Task description >>
Go through the entries below and copy each line that holds the word "been".

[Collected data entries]
--*--

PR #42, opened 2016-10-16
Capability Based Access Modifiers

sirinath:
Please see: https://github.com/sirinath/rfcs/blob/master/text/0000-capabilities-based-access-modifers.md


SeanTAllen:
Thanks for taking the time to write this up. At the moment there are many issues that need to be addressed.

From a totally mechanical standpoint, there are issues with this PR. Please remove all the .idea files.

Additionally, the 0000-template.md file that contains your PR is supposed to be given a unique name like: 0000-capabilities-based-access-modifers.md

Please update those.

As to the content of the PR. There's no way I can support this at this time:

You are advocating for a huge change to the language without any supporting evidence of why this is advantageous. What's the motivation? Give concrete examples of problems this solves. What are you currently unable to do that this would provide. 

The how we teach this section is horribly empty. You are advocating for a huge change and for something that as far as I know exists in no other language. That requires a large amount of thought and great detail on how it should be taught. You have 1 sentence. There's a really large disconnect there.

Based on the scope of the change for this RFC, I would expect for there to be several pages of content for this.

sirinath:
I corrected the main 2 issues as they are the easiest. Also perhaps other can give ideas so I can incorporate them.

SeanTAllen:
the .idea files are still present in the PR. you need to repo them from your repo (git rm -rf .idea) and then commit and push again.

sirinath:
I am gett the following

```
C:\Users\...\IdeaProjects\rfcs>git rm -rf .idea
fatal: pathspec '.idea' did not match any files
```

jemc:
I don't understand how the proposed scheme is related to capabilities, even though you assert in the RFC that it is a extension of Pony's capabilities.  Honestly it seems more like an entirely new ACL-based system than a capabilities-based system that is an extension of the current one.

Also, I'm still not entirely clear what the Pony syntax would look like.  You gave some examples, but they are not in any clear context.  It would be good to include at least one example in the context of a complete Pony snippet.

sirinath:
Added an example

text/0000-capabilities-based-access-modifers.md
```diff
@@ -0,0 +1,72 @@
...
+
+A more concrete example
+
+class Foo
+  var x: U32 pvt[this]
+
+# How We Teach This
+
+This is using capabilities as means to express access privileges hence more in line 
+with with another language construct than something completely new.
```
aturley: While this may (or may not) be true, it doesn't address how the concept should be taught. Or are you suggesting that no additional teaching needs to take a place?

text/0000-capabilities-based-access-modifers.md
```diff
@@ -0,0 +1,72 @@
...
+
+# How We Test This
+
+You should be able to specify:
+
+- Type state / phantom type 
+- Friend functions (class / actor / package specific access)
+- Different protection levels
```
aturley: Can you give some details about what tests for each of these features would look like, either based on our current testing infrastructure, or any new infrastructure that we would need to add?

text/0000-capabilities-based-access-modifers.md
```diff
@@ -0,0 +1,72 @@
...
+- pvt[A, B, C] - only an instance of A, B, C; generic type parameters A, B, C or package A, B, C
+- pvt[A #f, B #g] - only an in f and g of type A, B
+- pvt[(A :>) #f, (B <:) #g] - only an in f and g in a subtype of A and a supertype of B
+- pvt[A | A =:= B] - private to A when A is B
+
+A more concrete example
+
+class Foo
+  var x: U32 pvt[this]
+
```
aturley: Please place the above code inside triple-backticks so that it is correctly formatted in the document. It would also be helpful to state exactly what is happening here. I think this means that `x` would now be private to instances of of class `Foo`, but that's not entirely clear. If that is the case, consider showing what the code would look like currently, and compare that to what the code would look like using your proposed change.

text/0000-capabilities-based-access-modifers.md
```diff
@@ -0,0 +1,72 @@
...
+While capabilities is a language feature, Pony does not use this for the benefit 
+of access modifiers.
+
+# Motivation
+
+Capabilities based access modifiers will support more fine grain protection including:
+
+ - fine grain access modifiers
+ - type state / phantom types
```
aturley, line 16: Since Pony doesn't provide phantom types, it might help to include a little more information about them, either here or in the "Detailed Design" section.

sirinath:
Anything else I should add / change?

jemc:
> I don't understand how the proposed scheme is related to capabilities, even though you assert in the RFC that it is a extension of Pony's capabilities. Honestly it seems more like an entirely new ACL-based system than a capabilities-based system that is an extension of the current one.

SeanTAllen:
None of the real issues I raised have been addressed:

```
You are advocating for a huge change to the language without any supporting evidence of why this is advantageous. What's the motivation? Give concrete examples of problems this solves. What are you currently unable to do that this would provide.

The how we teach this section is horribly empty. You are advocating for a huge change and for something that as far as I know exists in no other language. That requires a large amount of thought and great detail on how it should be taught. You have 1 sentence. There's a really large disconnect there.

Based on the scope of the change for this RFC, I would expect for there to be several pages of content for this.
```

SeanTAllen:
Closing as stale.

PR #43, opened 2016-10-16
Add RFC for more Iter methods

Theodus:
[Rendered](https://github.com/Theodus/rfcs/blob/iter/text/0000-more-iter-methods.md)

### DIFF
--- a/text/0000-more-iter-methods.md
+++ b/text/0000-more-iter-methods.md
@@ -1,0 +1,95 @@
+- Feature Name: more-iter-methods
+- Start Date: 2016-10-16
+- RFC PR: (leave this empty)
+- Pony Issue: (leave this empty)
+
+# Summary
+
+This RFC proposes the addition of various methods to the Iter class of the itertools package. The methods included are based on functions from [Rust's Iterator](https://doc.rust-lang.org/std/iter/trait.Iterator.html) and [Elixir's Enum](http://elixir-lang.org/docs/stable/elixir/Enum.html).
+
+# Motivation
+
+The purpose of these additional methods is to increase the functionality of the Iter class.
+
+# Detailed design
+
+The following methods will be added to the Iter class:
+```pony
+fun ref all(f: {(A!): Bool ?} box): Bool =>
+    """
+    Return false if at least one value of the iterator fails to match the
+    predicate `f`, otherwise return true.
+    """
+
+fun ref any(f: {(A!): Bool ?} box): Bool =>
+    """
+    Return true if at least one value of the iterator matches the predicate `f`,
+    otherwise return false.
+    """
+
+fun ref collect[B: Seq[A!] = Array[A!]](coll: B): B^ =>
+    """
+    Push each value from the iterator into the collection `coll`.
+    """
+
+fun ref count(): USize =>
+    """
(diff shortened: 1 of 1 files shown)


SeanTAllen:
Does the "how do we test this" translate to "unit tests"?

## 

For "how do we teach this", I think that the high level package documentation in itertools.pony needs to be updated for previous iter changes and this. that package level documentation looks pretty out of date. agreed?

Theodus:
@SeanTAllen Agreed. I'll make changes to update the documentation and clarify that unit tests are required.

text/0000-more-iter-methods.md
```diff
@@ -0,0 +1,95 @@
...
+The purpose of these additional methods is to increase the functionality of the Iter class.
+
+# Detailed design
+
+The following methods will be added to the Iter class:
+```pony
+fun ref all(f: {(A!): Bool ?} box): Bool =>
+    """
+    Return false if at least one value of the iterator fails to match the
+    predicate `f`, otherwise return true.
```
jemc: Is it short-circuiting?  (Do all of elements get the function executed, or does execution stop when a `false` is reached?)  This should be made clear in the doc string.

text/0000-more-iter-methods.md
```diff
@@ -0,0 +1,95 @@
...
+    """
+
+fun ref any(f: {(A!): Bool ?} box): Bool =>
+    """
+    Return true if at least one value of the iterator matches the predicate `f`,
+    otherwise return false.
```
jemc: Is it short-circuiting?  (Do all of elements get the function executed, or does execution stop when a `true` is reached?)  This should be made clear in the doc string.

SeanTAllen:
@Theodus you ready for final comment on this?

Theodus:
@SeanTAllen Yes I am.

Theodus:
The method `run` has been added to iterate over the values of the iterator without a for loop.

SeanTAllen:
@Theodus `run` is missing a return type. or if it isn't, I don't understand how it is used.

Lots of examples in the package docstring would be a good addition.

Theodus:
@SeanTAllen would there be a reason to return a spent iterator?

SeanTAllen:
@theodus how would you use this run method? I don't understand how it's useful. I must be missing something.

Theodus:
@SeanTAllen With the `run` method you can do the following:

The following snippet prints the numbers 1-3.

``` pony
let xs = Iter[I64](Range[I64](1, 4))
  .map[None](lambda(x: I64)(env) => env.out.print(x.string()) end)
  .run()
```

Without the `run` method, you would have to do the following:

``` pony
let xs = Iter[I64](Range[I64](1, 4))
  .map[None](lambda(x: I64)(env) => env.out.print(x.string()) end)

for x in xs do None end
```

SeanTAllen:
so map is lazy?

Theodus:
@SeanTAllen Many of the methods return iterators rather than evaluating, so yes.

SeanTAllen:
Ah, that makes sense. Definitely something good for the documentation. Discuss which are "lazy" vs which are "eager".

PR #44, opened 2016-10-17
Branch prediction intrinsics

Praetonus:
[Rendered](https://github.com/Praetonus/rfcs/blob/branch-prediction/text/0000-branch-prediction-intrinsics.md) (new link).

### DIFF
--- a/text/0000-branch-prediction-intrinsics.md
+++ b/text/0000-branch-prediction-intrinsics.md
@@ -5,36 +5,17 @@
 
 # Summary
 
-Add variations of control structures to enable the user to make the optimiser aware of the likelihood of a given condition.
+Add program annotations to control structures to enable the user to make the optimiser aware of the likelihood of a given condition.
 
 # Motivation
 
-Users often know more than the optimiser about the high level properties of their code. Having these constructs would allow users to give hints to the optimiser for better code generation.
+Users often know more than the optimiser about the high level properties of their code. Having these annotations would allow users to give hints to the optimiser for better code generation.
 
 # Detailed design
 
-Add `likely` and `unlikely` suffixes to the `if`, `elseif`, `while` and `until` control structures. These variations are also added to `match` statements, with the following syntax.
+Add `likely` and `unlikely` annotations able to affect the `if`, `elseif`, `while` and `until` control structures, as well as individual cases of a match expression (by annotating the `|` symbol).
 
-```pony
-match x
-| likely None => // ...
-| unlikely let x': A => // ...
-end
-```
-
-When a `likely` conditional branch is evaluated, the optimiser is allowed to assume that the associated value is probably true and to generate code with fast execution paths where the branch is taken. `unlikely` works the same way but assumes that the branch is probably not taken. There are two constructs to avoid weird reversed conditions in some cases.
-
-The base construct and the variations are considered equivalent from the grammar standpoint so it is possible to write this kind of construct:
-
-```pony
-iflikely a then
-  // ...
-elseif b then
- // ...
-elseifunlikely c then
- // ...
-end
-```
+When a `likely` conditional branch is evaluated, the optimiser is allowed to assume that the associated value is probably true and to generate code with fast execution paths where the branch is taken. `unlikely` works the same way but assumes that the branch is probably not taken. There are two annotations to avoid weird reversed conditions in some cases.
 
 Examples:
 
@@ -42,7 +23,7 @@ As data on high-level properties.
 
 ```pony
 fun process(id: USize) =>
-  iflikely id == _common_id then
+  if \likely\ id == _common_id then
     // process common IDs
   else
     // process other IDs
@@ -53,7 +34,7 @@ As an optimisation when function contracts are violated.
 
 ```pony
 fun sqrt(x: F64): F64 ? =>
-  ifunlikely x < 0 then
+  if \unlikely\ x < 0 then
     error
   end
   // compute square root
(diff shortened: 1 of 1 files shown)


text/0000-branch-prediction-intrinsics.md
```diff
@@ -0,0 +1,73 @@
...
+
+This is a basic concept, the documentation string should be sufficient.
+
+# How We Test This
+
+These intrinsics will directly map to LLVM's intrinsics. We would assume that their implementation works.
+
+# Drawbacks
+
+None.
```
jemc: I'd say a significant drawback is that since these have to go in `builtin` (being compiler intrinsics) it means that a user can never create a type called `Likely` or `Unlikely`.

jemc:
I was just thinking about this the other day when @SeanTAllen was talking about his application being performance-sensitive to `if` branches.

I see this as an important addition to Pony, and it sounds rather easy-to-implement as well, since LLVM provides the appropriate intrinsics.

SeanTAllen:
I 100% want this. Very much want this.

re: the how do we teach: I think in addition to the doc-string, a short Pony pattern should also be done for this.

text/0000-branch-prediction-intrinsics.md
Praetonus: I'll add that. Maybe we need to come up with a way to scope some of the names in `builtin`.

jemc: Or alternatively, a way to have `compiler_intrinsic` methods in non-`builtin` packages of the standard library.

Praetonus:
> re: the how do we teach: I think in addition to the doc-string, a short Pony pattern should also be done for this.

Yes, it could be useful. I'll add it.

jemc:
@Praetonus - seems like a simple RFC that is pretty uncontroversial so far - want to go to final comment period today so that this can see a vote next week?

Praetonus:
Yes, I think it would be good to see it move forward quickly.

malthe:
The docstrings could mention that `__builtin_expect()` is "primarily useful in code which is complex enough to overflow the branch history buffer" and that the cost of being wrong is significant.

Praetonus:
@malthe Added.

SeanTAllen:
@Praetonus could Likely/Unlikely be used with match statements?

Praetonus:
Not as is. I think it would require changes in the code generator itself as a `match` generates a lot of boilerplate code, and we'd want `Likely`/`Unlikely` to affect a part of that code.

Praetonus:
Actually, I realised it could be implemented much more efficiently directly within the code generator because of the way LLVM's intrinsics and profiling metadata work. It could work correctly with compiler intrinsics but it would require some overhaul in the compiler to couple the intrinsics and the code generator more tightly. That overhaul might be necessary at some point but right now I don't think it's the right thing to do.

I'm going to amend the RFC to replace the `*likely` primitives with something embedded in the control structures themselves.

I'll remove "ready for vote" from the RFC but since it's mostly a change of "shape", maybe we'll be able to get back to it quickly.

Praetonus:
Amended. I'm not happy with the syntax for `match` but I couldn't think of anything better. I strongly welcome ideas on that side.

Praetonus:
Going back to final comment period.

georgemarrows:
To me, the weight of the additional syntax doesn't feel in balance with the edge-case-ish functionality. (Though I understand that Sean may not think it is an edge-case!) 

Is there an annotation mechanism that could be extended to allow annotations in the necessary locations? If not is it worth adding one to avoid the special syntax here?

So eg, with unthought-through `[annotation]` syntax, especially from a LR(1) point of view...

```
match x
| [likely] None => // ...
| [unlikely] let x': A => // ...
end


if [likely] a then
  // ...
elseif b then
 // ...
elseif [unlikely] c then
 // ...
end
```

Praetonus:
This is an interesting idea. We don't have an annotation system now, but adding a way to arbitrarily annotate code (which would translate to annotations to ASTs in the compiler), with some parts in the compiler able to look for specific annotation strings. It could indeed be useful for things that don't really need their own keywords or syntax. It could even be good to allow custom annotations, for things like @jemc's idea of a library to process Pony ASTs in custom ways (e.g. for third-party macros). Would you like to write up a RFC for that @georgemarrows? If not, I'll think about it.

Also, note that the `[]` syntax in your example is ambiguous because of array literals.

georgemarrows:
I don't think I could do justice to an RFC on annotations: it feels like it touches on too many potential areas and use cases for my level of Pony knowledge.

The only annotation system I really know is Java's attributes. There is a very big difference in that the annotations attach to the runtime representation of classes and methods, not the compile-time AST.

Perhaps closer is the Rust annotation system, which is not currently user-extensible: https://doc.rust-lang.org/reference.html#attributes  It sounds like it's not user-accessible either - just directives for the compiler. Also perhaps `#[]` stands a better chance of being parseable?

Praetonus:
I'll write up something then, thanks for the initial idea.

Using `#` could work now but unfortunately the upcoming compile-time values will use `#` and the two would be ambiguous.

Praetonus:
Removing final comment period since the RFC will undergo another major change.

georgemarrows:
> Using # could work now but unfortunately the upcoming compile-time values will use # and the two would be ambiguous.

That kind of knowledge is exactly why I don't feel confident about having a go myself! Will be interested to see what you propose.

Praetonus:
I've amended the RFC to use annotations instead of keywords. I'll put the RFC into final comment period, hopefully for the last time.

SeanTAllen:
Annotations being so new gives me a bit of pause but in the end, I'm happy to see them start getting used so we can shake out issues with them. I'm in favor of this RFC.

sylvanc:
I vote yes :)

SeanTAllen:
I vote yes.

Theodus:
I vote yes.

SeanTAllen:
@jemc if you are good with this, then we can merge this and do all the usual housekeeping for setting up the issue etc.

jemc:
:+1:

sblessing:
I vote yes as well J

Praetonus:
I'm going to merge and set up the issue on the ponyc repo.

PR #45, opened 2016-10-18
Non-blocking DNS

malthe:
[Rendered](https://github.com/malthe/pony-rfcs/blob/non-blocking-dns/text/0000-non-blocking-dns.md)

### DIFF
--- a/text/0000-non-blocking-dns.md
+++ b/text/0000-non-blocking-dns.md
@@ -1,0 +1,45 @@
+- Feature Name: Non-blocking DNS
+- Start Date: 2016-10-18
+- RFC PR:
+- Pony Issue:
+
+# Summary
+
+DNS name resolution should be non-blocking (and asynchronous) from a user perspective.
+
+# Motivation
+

--*--

Answer area >>
None of the real issues I raised have been addressed:
The method `run` has been added to iterate over the values of the iterator without a for loop.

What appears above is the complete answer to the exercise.